Interleukin-7 (IL-7) is a pleiotropic cytokine that is critical for several stages of thymopoiesis, maintains mature T-cell homeostasis, enhances CTL function and increases T-cell survival [6–14]. IL-7 signals through the IL-7 receptor complex (IL-7R), which is composed of two subunits: the IL-7Rα chain (CD127), that is also shared by TSLP , and the IL-2Rγ chain which is shared by a number of other cytokines including IL-2, IL-4, IL-9, IL-15 and IL-21 [7, 8]. The role of IL-7 in thymopoiesis is multifaceted, as it is critical for early stages of T-cell development in allowing chromatin accessibility to enable T-cell receptor VDJ gene rearrangement, inducing thymocyte proliferation and maintaining thymocyte survival by upregulating the anti-apoptotic protein Bcl-2 and downregulating the pro-apoptotic protein Bax [12, 16–18]. Disrupting IL-7 signalling can result in profoundly impaired immunity as seen in patients with T-B+NK+ Severe Combined Immunodeficiency (SCID), a genetic defect that results in inactivation of the IL-7Rα signalling pathway . The importance of the IL-7 signalling complex in thymic development was confirmed in knock-out mice for both IL-7 and IL-7R. IL-7-/- mice have a 20 fold decrease in thymic cellularity and an increase in triple negative (TN) cells, indicative of a developmental block at the TN stage . The phenotype with IL-7R-/- knockout mice is much more severe with a 90-99.99% decrease in thymic cellularity .

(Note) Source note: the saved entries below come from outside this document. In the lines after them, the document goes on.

PR #1625, opened 2023-04-19
feat: confirmation modal upon course completion

gabriele-ct:


gabriele-ct:
FYI, this is how the modal looks like when the user completes the last course in the learning path
Screenshot 2023-04-21 at 11 03 25

nkuehn:
> FYI, this is how the modal looks like when the user completes the last course in the learning path
Nice, independently of what we think about where the button leads to the situational language is nice.

packages/gatsby-theme-docs/src/layouts/content.js
```diff
@@ -22,8 +22,14 @@ import LayoutPageNavigation from './internals/layout-page-navigation';
 import LayoutPageContent from './internals/layout-page-content';
 import PageContentInset from './internals/page-content-inset';
 import PageReadTime from './internals/page-read-time-estimation';
+import {
+  CourseCompleteModal,
+  useCourseInfoByPageSlugs,
+} from '@commercetools-docs/gatsby-theme-learning';
```
FFawzy, line 28: wouldn't this make learning package a dependency for theme docs?

FFawzy (approved):
Thank you 👏

packages/gatsby-theme-docs/src/layouts/content.js
gabriele-ct: I think this is what we had already discussed with @nkuehn.
Learning theme is going to be a dependency of theme docs as learning is not really an independent gatsby plugin. The final goal is to  move all the learning implementation into the docs-theme to avoid too many packages.
The other way is to create many overrides but as the application gets more and more complex we will end up with lots of meaningless overrides.

FFawzy: yes you are right, I just thought we missed adding it to the package.json since I didn't see it in the changed files but It is there from a different PR

All good then 🙌

Issue #1610, opened 2023-04-11
[Moodle Investigation] make self-learning e2e more deterministic


FFawzy:
Using a single test user is causing issues as we don't always begin the e2e test from a clean state. We need to think about a way to either reset a specific user's attempts, or create a new user each time (and then delete it at the end of the test).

We and others have previously demonstrated that HIV infection is associated with decreased CD127 expression on circulating CD8+ T-cells, and with effective antiretroviral therapy CD127 expression on T-cells is partially restored [21–23]. The regulation of CD127 by HIV may play a role in disease pathogenesis since the expression of CD127 has been correlated with measures of disease progression (decreased CD4 count, increased viral load, increased immune activation) [24, 25]. In addition to decreased CD127 expression on T-cells, we and others have also shown that CD127 signalling is impaired in HIV infection [26–28]. Given the importance of the role of IL-7 in HIV pathogenesis and the current development of IL-7 as a therapeutic agent for HIV infection and other conditions, understanding the mechanism by which HIV impairs IL-7 activity within the thymus is of the greatest importance. The aim of this study is to evaluate the effects of HIV infection on CD127 expression and IL-7 activity in primary human thymocytes.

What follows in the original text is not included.